Exercise goal:
Write out the full listing exactly as it appears below.
━━ Supplied records
PR #2571, opened 2025-07-18
[Spanner-to-sourcedb] Not reading generate columns from Spanner during reverse replication

darshan-sj:


darshan-sj:
> Do we need to do this only for vartiual columns?
> 
> image

Yes. We can read the stored columns. I tested with the following schema in spanner:

```
CREATE TABLE gen_col_test (
	id1 INT64 NOT NULL ,        -- From: id1 int(10)
	var1 INT64,                         -- From: var1 int(10)
	var2 INT64,                         -- From: var2 int(10)
	res_always_generated_stored INT64 as (var1 - var2) STORED,  -- From: res_always_generated_stored int(10)
	res_always_generated_virtual INT64 as (var1 + var2), -- From: res_always_generated_virtual int(10)
	res_generated INT64 as (var1 * var2),                -- From: res_generated int(10)
        var1_token TOKENLIST AS (TOKENIZE_NUMBER(`var1`, comparison_type=>'all')) HIDDEN,
        migration_shard_id STRING(50)
) PRIMARY KEY (migration_shard_id, id1);
```

Only virtual columns we cannot read with Read API

VardhanThigle (approved):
━━━━
Result for this exercise:
PR #2571, opened 2025-07-18
[Spanner-to-sourcedb] Not reading generate columns from Spanner during reverse replication

darshan-sj:


darshan-sj:
> Do we need to do this only for vartiual columns?
> 
> image

Yes. We can read the stored columns. I tested with the following schema in spanner:

```
CREATE TABLE gen_col_test (
	id1 INT64 NOT NULL ,        -- From: id1 int(10)
	var1 INT64,                         -- From: var1 int(10)
	var2 INT64,                         -- From: var2 int(10)
	res_always_generated_stored INT64 as (var1 - var2) STORED,  -- From: res_always_generated_stored int(10)
	res_always_generated_virtual INT64 as (var1 + var2), -- From: res_always_generated_virtual int(10)
	res_generated INT64 as (var1 * var2),                -- From: res_generated int(10)
        var1_token TOKENLIST AS (TOKENIZE_NUMBER(`var1`, comparison_type=>'all')) HIDDEN,
        migration_shard_id STRING(50)
) PRIMARY KEY (migration_shard_id, id1);
```

Only virtual columns we cannot read with Read API

VardhanThigle (approved):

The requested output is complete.